Rechtliche Beurteilung
Aus den Entscheidungsgründen:
In der Rechtsrüge führt die beklagte Partei aus, selbst wenn sie am Zusammenbruch der Regale infolge unsachgemäßen Zusammenbaues ein Verschulden träfe, bestehe ein Mitverschulden des Klägers darin, daß er die unsachgemäße Arbeit der beklagten Partei nicht behoben und die Regale somit nicht in Ordnung zusammengebaut habe. Deshalb sei die beklagte Partei nicht verpflichtet, dem Kläger die Regale zu bezahlen. Im Gegenteil sei der Kläger verpflichtet, der beklagten Partei den gemäß § 273 ZPO. zu bestimmenden Schaden zu ersetzen.

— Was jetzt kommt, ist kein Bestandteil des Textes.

PR #1733, opened 2025-01-30
fix(cat-gateway): Get static doc template

### LINKED ISSUE #1732: 🛠️ [TASK] : Implement static doc template for in `GET` for sign document
### Summary

Implement static doc template for `GET` sign document

### Description

Retrieve static document template if requested for sign document `GET`

- The static document need to be signed
- There should be 12 categories which each link to a unique proposal template and also comment template
- Each ID and version should be the same for this iteration
- There is no predefined value for ID, so it can be explicitly generated
- Doc type is already defined in https://input-output-hk.github.io/catalyst-libs/architecture/08_concepts/signed_doc/types/

bkioshn:
# Description

Implement static doc template for `GET` sign document

## Related Issue(s)

Closes #1732

## Description of Changes

- Sign doc `GET` now look for static template according to version and ID
- Create `SignedDocTemplate`
- Create JSON utils


stanislav-tkach (dismissed):

stanislav-tkach:
I'm not sure it is worth the effort, but maybe we want to add tests that load and deserialize all these JSON files (such as `default/frontend.json`, `default/frontend_ip.json`, etc.)?.. Because currently we print an error in the log and return an empty object, so tests can catch invalid files earlier.

catalyst-gateway/bin/src/service/api/documents/templates/proposal.rs
```diff
@@ -0,0 +1,24 @@
...
+/// Proposal document template type as UUID V4.
+const DOC_TYPE: &str = "0ce8ab38-9258-4fbc-a62e-7faa6e58318f";
+
+/// Proposal document template.
+pub(crate) static PROPOSAL: LazyLock<SignedDocTemplate> = LazyLock::new(|| {
+    SignedDocTemplate {
+        id: "0194b595-da01-73e8-91be-d22687faf577".to_owned(),
+        ver: "0194b597-eeb9-7d0b-9b92-8b306ba5816d".to_owned(),
+        doc_type: DOC_TYPE.to_owned(),
+        content: serialize_to_bytes(&load_json(include_str!(
```
Mr-Leshiy, line 18: I think you can just use `include_bytes!` [macro](https://doc.rust-lang.org/std/macro.include_bytes.html), without trying to build a json doc at this place. All the necessary validation in any case would be done during catalyst signed doc building process

catalyst-gateway/bin/src/service/api/documents/templates/mod.rs
```diff
@@ -0,0 +1,75 @@
...
+mod proposal;
+
+use std::sync::LazyLock;
+
+use catalyst_signed_doc::{Builder, CatalystSignedDocument, Metadata};
+use minicbor::{Encode, Encoder};
+use proposal::PROPOSAL;
+
+/// A list of templates.
+pub(crate) static TEMPLATES: LazyLock<[CatalystSignedDocument; 1]> =
```
Mr-Leshiy, line 12: Add a unit test with instantiating this `static TEMPLATES`

catalyst-gateway/bin/src/service/api/documents/templates/proposal.rs
```diff
@@ -0,0 +1,24 @@
...
+use crate::service::utilities::json::{load_json, serialize_to_bytes};
+
+/// Proposal document template type as UUID V4.
+const DOC_TYPE: &str = "0ce8ab38-9258-4fbc-a62e-7faa6e58318f";
+
+/// Proposal document template.
+pub(crate) static PROPOSAL: LazyLock<SignedDocTemplate> = LazyLock::new(|| {
+    SignedDocTemplate {
+        id: "0194b595-da01-73e8-91be-d22687faf577".to_owned(),
+        ver: "0194b597-eeb9-7d0b-9b92-8b306ba5816d".to_owned(),
```
Mr-Leshiy, line 16: No no no, `id` and `ver` for the first version of the document should be the same

Mr-Leshiy (changes requested):

catalyst-gateway/bin/src/service/api/documents/templates/mod.rs
```diff
@@ -0,0 +1,90 @@
...
+}
+
+#[cfg(test)]
+mod tests {
+    use super::*;
+
+    #[test]
+    fn templates() {
+        for tem in TEMPLATES.iter() {
+            assert!(tem.doc_id().is_valid());
```
Mr-Leshiy, line 84:
```suggestion
```

catalyst-gateway/bin/src/service/api/documents/templates/mod.rs
```diff
@@ -0,0 +1,90 @@
...
+            assert!(tem.doc_ver().is_valid());
```
Mr-Leshiy, line 85:
```suggestion
```

catalyst-gateway/bin/src/service/api/documents/templates/mod.rs
```diff
@@ -0,0 +1,90 @@
...
+            assert!(tem.doc_type().is_valid());
```
Mr-Leshiy, line 86:
```suggestion
```

Mr-Leshiy (approved):
LGTM

catalyst-gateway/bin/src/service/utilities/json.rs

Dabei geht die beklagte Partei nicht von dem festgestellten, sondern von einem vorausgesetzten Sachverhalt aus. Die beklagte Partei hat in erster Instanz nicht behauptet, daß der Kläger den eingetretenen Schaden dadurch verschuldet hätte, daß er mit der Aufstellung der von ihm gelieferten Regale in Verzug geraten sei, und es ist nicht festgestellt, daß der Kläger trotz Aufforderung die Montage nicht durchgeführt hätte. Die beklagte Partei ließ die Montage der vom Kläger beigestellten Regale von ihren eigenen Leuten durchführen, ohne daß der Kläger durch eine Nachlässigkeit in der Erfüllung des ihm erteilten Auftrages auf Lieferung und Montage dazu eine Veranlassung gegeben hätte. Hätte der Kläger den erteilten Auftrag von sich aus nicht vollendet, wäre die beklagte Partei als der Besteller bei einem Werkvertrag nicht verpflichtet, das Entgelt zu entrichten (§ 1170 ABGB.). Wurde aber das dem Unternehmer aufgetragene Werk, ohne daß eine Säumnis des Unternehmers hiezu Veranlassung gegeben hätte, vom Besteller selbst gegen einen unbestritten angemessenen Abzug vom Unternehmerlohn fertiggestellt, muß nach redlicher Verkehrsübung als vereinbart angesehen werden, daß bezüglich der Fertigstellung der Werkvertrag einvernehmlich aufgehoben, daher der Unternehmer auch aus der Haftung für Mängel dieser Fertigstellung entlassen wurde.
Der Revision war der Erfolg daher zu versagen.